Dataset entries:

|---|

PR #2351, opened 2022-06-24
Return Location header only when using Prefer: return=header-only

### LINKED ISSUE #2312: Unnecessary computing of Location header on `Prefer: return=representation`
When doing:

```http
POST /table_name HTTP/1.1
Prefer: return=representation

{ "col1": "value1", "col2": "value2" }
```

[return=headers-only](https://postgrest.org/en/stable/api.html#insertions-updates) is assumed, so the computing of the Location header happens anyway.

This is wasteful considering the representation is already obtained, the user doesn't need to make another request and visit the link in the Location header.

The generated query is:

|---|

### REQUIREMENT
Copy only this part of the entries above: the line with "Return Location header", the line with "This is wasteful", and the lines between, all exactly as written.

### TASK SOLUTION
Return Location header only when using Prefer: return=header-only

### LINKED ISSUE #2312: Unnecessary computing of Location header on `Prefer: return=representation`
When doing:

```http
POST /table_name HTTP/1.1
Prefer: return=representation

{ "col1": "value1", "col2": "value2" }
```

[return=headers-only](https://postgrest.org/en/stable/api.html#insertions-updates) is assumed, so the computing of the Location header happens anyway.

This is wasteful considering the representation is already obtained, the user doesn't need to make another request and visit the link in the Location header.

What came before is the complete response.